The EU recently decided to resume vaccination with AstraZeneca’s vaccine, but new reports of blood clots are already coming in.
Germany’s vaccine coordinator announced on Tuesday that it has registered 31 cases of blood clots in the brain, nine of which resulted in death. Most (seven) of dead were women, and all casualties were aged between 20-63.
Germany has now once again decided to suspend vaccination with AstraZeneca’s vaccine for anyone under the age of 60 as the blood clots mainly affected this age group. However, the elderly continue to receive the vaccine, Reuters reported.
In total, AstraZeneca has issued 2,7 million doses of vaccine in Germany.
A 58-year-old woman died in Dessau-Roßlau after an AstraZeneca vaccination. The press office of the city administration announced this on Wednesday. “There is a suspicion that there is a possible connection between the vaccination and the death of the citizen,” said city spokesman Carsten Sauer after the meeting of the pandemic staff. That must now be clarified.
The woman was vaccinated on Friday March 19. An initial report that the vaccination took place on March 29 was corrected by the city in the late afternoon.
At the instruction of the pandemic staff, AstraZeneca vaccination in Dessau-Roßlau was therefore suspended for the time being. “Instead, the BioNTechvaccine will be used,” said Sauer.
The already existing vaccination appointments, including on Easter Saturday, will remain, according to the city administration.

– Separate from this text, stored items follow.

Issue #205, opened 2023-12-21
Implement dependency specification resolution


qsantos:
https://github.com/helsing-ai/buffrs/pull/18 brought support for the syntax of dependency specification. However, currently, only pinning (e.g. `=X.Y.Z`) is actually implemented. Dynamic dependency resolutions looks like a sought-after features among users to allow updating a dependency without having to update all the intermediary packages.

See also [PubGrub](https://github.com/pubgrub-rs/pubgrub).

heatonmatthew:
This would be a useful feature.  I'm just getting into Rust, but I might try to find time to look into implementing this.  Has there been any design thinking or progress done that I should be aware of as I start to think about it?

heatonmatthew:
The PubGrub crate is Mozilla Public License 2.0.  I presume that wouldn't be a problem with this project's Apache license?

mara-schulke:
Hi @heatonmatthew, there has not been extensive system design of this beyond some concepts and drafts which indicated that this will require significant internal rewiring of buffrs!:)

PR #311, opened 2026-04-18
Support semver version ranges for dependencies

heatonmatthew:
## Summary

This addresses and implements #205 

- **Removes the exact-pin-only restriction** — dependencies can now be specified with any semver range (`^1.0`, `~1.2.0`, `>=1.5.0`, `=1.0.0`, etc.), not just `=x.y.z`
- **Adds `list_versions()` and `resolve_version()` to `Artifactory`** — queries the registry for all available versions and selects the highest one satisfying the requirement; `get_latest_version()` is reimplemented on top of this
- **`download()` now takes an explicit `&Version`** — resolution is decoupled from downloading; both `Artifactory` and `LocalRegistry` receive the resolved version directly
- **Adds `find_satisfying()` helpers to lockfile types** — `PackageLockfile`, `WorkspaceLockfile`, and the `Lockfile` enum can now look up the best locked version matching a `VersionReq`, enabling the installer to skip the registry for already-locked ranges
- **Removes `dependency_version_string()`** from `src/registry/mod.rs` along with the `VersionNotPinned` error — the old pin-enforcement code is gone entirely
- **Documentation** — new reference pages for semver range syntax (`docs/src/reference/semver.md`) and the resolver (`docs/src/reference/resolver.md`); updated `specifying-dependencies.md` and `buffrs-add.md`
- **Tests** — five new workspace-level integration test scenarios: caret/tilde resolution, compatible diamond, incompatible diamond, and multi-level tree; mock registry extended with query-string support to back these tests

## What a reviewer should know

The resolver remains single-pass (interleaves graph walking and downloading). Version resolution now works as:
1. Check the lockfile for a version satisfying the requirement → use it if found
2. Check the local cache for a matching version → use it if found
3. Call `Artifactory::resolve_version()` to query the registry → download the resolved exact version and cache it

Conflict detection (incompatible diamond) is handled in `validate_version_compatibility()` in `src/resolver.rs` — unchanged in structure, now exercised by the new test cases.

The `query` axum feature was enabled in `Cargo.toml` for the test mock registry to parse search query parameters.

## Test plan

- [x] `cargo build` passes (requires `protoc`)
- [x] `cargo test --workspace` passes (requires `protoc` + Git LFS)
- [x] `cargo clippy --all-targets --workspace -- -D warnings -D clippy::all` passes
- [x] `cargo fmt --check --all` passes
- [x] New integration tests: `cargo test --test e2e install` covers the five new range scenarios

### DIFF
--- a/docs/src/reference/specifying-dependencies.md
+++ b/docs/src/reference/specifying-dependencies.md
@@ -1,52 +1,81 @@
 # Specifying Dependencies
 
-Dependencies are declared in the `[dependencies]` section of the `Proto.toml`
-manifest. Each entry maps a dependency package name to a dependency
-specification object.
+Dependencies are declared in the `[dependencies]` section of `Proto.toml`.
+Each entry names the package and provides a version requirement, registry URL,
+and repository name.
 
-## Remote Dependencies
-
-Remote dependencies are downloaded from an Artifactory registry during
-[`buffrs install`](../commands/buffrs-install.md).
+## Inline table syntax
 
 ```toml
-[dependencies]
-my-package = { registry = "https://your.registry/artifactory", repository = "my-repo", version = "1.2.3" }
+[dependencies.my-lib]
+version = "^1.0.0"
+registry = "https://my-registry.example.com"
+repository = "my-repo"
 ```
 
-The `version` field must be an exact semantic version (e.g. `"1.2.3"`).
-Version ranges or operators (`^`, `~`, `<`, `>`) are not currently supported.
+The three required fields for a remote dependency are:
 
-Use [`buffrs add`](../commands/buffrs-add.md) to add a remote dependency from
-the command line:
+| Field | Description |
+|-------|-------------|
+| `version` | A SemVer requirement — see [SemVer Compatibility](./semver.md) |
+| `registry` | Base URL of the Artifactory registry |
+| `repository` | Repository name within that registry |
 
+## Adding dependencies via the CLI
+
+The `buffrs add` command writes the manifest entry for you:
+
+```bash
+# Caret range (recommended): resolves to the highest 1.x.y
+buffrs add --registry https://my-registry.example.com my-repo/my-lib@^1.0.0
+
+# Exact pin: resolves to exactly 1.2.3
+buffrs add --registry https://my-registry.example.com my-repo/my-lib@=1.2.3
+
+# Latest: omitting the version resolves to the latest available
+buffrs add --registry https://my-registry.example.com my-repo/my-lib
 ```
-buffrs add --registry https://your.registry/artifactory my-repo/my-package@1.2.3
-```
 
-## Local Dependencies
+After adding a dependency, run `buffrs install` to resolve and download it.
 
-Local dependencies are resolved from the local filesystem relative to the
-manifest. They are useful for multi-package repositories where packages depend
-on each other without going through a remote registry.
+## Version requirements
+
+buffrs supports the full range of SemVer requirement operators:
 
 ```toml
-[dependencies]
-my-lib = { path = "../my-lib" }
+version = "^1.0.0"      # >=1.0.0, <2.0.0  (recommended for most deps)
+version = "~1.2.0"      # >=1.2.0, <1.3.0  (patch updates only)
+version = ">=1.5.0"     # any version at or above 1.5.0
+version = "=1.2.3"      # exactly 1.2.3
+version = ">=1.0, <2.0" # explicit intersection
 ```
 
-The `path` field is a relative path from the manifest file to the dependency's
-root directory (the directory containing the dependency's `Proto.toml`).
+The resolver queries the registry and selects the **highest** available version
+satisfying the requirement. See [SemVer Compatibility](./semver.md) for the
+full operator reference.
 
-See [Local Dependencies](../guide/local-dependencies.md) for more information.
+## Local dependencies
 
-## Lockfile
+You can depend on a package in a local directory (useful in monorepos or during
+development):
 
-After adding or modifying dependencies in the manifest, run
-[`buffrs install`](../commands/buffrs-install.md) to resolve and lock them.
-The lockfile (`Proto.lock`) records the exact resolved versions and checksums
-and should be committed to version control.
+```toml
+[dependencies.my-lib]
+path = "../my-lib"
+```
 
-See [Manifest vs Lockfile](../guide/manifest-vs-lockfile.md) for more
-information.
+Local dependencies do not have a version requirement — the package at that
+path is used as-is. They cannot be mixed with a remote entry for the same
+package name.
 
+## The lockfile
+
+Once resolved, the concrete version is recorded in `Proto.lock`. Subsequent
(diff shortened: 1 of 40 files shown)


docs/src/reference/specifying-dependencies.md
```diff
@@ -1,52 +1,81 @@
...
+
+```toml
+[dependencies.my-lib]
+path = "../my-lib"
+```
 
-See [Local Dependencies](../guide/local-dependencies.md) for more information.
+Local dependencies do not have a version requirement — the package at that
+path is used as-is. They cannot be mixed with a remote entry for the same
+package name.
```
LinaUr, line 70: Can we keep the removed lines:
```suggestion
The `path` field is a relative path from the manifest file to the dependency's
root directory (the directory containing the dependency's `Proto.toml`).

Local dependencies do not have a version requirement — the package at that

Similarly, the district of Euskirchen in the state of North Rhine-Westphalia, announced on Monday that vaccinations with the AstraZeneca vaccine for women under 55 years of age will be suspended with immediate effect. Men will be able to get the jab however. Two women in the district had previously developed sinus vein thrombosis after the vaccinations, and one 47-year-old patient died, RT reported.
The other patient is being cared for in a special clinic and is in stable condition, according to a statement from the district. Investigations into both deaths have been launched and informed the responsible state and federal authorities.

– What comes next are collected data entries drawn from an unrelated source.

PR #314, opened 2026-05-30
Non-IFD Nix Integration

mara-schulke:
This MR adds a non-IFD variant of the `cache.nix` which circumvents frequent rebuilding and performance bottlenecks on buffrs in nix. Reference on IFD: https://nix.dev/manual/nix/2.26/language/import-from-derivation

### DIFF
--- a/nix/cache-pure.nix
+++ b/nix/cache-pure.nix
@@ -1,0 +1,45 @@
+# Pure-Nix variant of `cache.nix` — same `BUFFRS_CACHE` output, but
+# the URL list is derived by parsing `Proto.lock` with `fromTOML`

The decision to halt the AstraZeneca vaccine came from the head of the health department and the chief vaccinator. According to District Administrator Markus Ramers it was simply a precautionary measure however. “No vaccine is destroyed; all women who cannot be offered a vaccination today or tomorrow will be re-vaccinated in a timely manner.”

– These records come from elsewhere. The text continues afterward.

PR #317, opened 2026-06-10
Use sets to compare locked dependencies

mara-schulke:
Prevents misleading warnings for users when the locked dependencies are out of order with the downloaded dependencies:

```
:: dependencies mismatch for x@1.0.0: [Qualified { name: PackageName("a"), version: Version { major: 0, minor: 1, patch: 0 } }, Qualified { name: PackageName("b"), version: Version { major: 0, minor: 2, patch: 0 } }] vs [Qualified { name: PackageName("b"), version: Version { major: 0, minor: 2, patch: 0 } }, Qualified { name: PackageName("a"), version: Version { major: 0, minor: 1, patch: 0 } }]. Using first seen.
```

### DIFF
--- a/src/lock.rs
+++ b/src/lock.rs
@@ -13,7 +13,7 @@
 // limitations under the License.
 
 use std::{
-    collections::{BTreeMap, BTreeSet},
+    collections::{BTreeMap, HashSet},
     path::Path,
 };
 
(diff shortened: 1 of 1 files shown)


src/lock.rs
```diff
@@ -12,7 +12,10 @@
 // See the License for the specific language governing permissions and
 // limitations under the License.
 
-use std::{collections::BTreeMap, path::Path};
+use std::{
+    collections::{BTreeMap, BTreeSet},
```
vsiles: For comparison only, we might fall back on HashSet to not pay the full price of BTreeSet's complexity. But that's mostly a nit

vsiles (approved):

PR #220, opened 2024-10-21
types,consensus: Add Capacity field to V2FileContract

lukechampine:
This field clarifies some long-standing confusion around the economics of file contracts.

When you pay for storage in a file contract, you are buying that storage for the remainder of the contract duration. This means that, even if you delete some data, you do not get a refund. Why not? Well, mainly, how do you price the refund? If you use the host's current prices, the host can manipulate them in order to minimize the refund. On the other hand, if you use the original price, now you have to keep track of what the original price was -- and not just the price, but also *how long* each sector was originally stored for. That's a *lot* metadata, and both the renter *and* host need to track it accurately, or they'll disagree on the price and stop communicating entirely.

Okay, so we can't do refunds. But we also want a way for renters to get rid of data they don't care about. One way to do that is to *overwrite* the garbage data with data we *do* care about. For this to work, though, the renter has to keep track of the garbage sectors, which is annoying. In general, we want to minimize renter-side state (to facilitate light clients), so we shift responsibilities to the host and use cryptography to make sure the host doesn't cheat. So in RHPv4, that's the plan: have the *host* keep track of the garbage sectors, so that when you upload new data, the host can reuse existing capacity instead of increasing the contract size. This is why we need a capacity field: to ensure that the host doesn't lie about how much capacity is available.

### DIFF
--- a/consensus/validation.go
+++ b/consensus/validation.go
@@ -725,6 +725,8 @@ func validateV2FileContracts(ms *MidState, txn types.V2Transaction) error {
 
 	validateContract := func(fc types.V2FileContract, renewal bool) error {
 		switch {
+		case fc.Filesize > fc.Capacity:
+			return fmt.Errorf("has filesize (%v) exceeding capacity (%v)", fc.Filesize, fc.Capacity)
 		case fc.ProofHeight < ms.base.childHeight():
 			return fmt.Errorf("has proof height (%v) that has already passed", fc.ProofHeight)
 		case fc.ExpirationHeight <= fc.ProofHeight:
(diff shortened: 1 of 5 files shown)


n8maninger (approved):

lukechampine:
hmm... how do storage proofs interact with this, though? Shouldn't we use the capacity, not the filesize, to choose the proof index? But if so, the storage proof could be for an empty sector. Maybe that's okay? Feels a bit weird though.

consensus/validation.go
```diff
@@ -725,6 +725,8 @@ func validateV2FileContracts(ms *MidState, txn types.V2Transaction) error {
 
 	validateContract := func(fc types.V2FileContract, renewal bool) error {
 		switch {
+		case fc.Filesize > fc.Capacity:
+			return fmt.Errorf("has filesize (%v) exceeding capacity (%v)", fc.Filesize, fc.Capacity)
```
lukechampine, line 729: we could make this stricter -- `fc.Filesize != fc.Capacity`. There might be a reason to create a contract with extra capacity, though, idk.

n8maninger: I can't think of a good reason to restrict it and there might be a usecase for allowing it.

PR #224, opened 2024-10-29
Remove prefixes

n8maninger:
When working with these types the context is usually known. The prefixes make storing and comparing hex strings more difficult. Removes the prefixes from the all of the hex types except for `UnlockKey` and `PublicKey`.


lukechampine:
goodnight sweet prince. 😔 It was a promising idea, but in practice the costs outweighed the benefits.

lukechampine (approved):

It is a precautionary measure until the responsible specialist departments have come to a final assessment. Thus the vaccinations for men as well as vaccinations with the vaccines of other pharmaceutical companies are also expected to continue.
But notably, none of the three other experimental Covid-19 vaccines now being distributed in the US and Europe have been demonstrated to protect against infection with or transmission of the virus believed to cause SARS-CoV-2, or even prevent symptoms of the disease from developing.
The benefit from any of the vaccines is being touted as the vaccinated showing lesser or fewer symptoms after becoming infected. While this is an important consideration, this benefit evidently has nothing to do with preventing the spread of the virus SARS-Cov-2.
On February 27, 2021, the US Food and Drug Administration (FDA) announced it had “issued an emergency use authorization (EUA) for the third vaccine” which is the Janssen (Johnson&Johnson) jab, identical to the EUAs previously issued for Pfizer-Biontech and Moderna.
In each of the EUAs, the FDA has avoided any claim that the vaccines provide protection against infection or transmission of the virus. Also, the Centers for Disease Control (CDC), the World Health Organization (WHO), and the National Institutes of Health (NIH) have each publicly stated that the vaccines do not prevent infection or transmission. On January 29, 2021, the WHO admitted: “We do not know whether the vaccines will prevent infection and protect against onward transmission.”
In the FDA’s own Briefing Document on clinical trial data for the Pfizer vaccine, it stated that “data are limited to assess the effect of the vaccine against asymptomatic infection” and “data are limited to assess the effect of the vaccine against transmission of SARS-CoV-2 [virus] from individuals who are infected despite vaccination”. Ditto for Moderna and the Janssen vaccine for which it cited the same “limited” data.
A vaccine requirement therefore, may require people who are already immune to still get vaccinated, which makes no sense. And plans for a future clinical trial to measure infection prevention, will not be completed until December 31, 2023.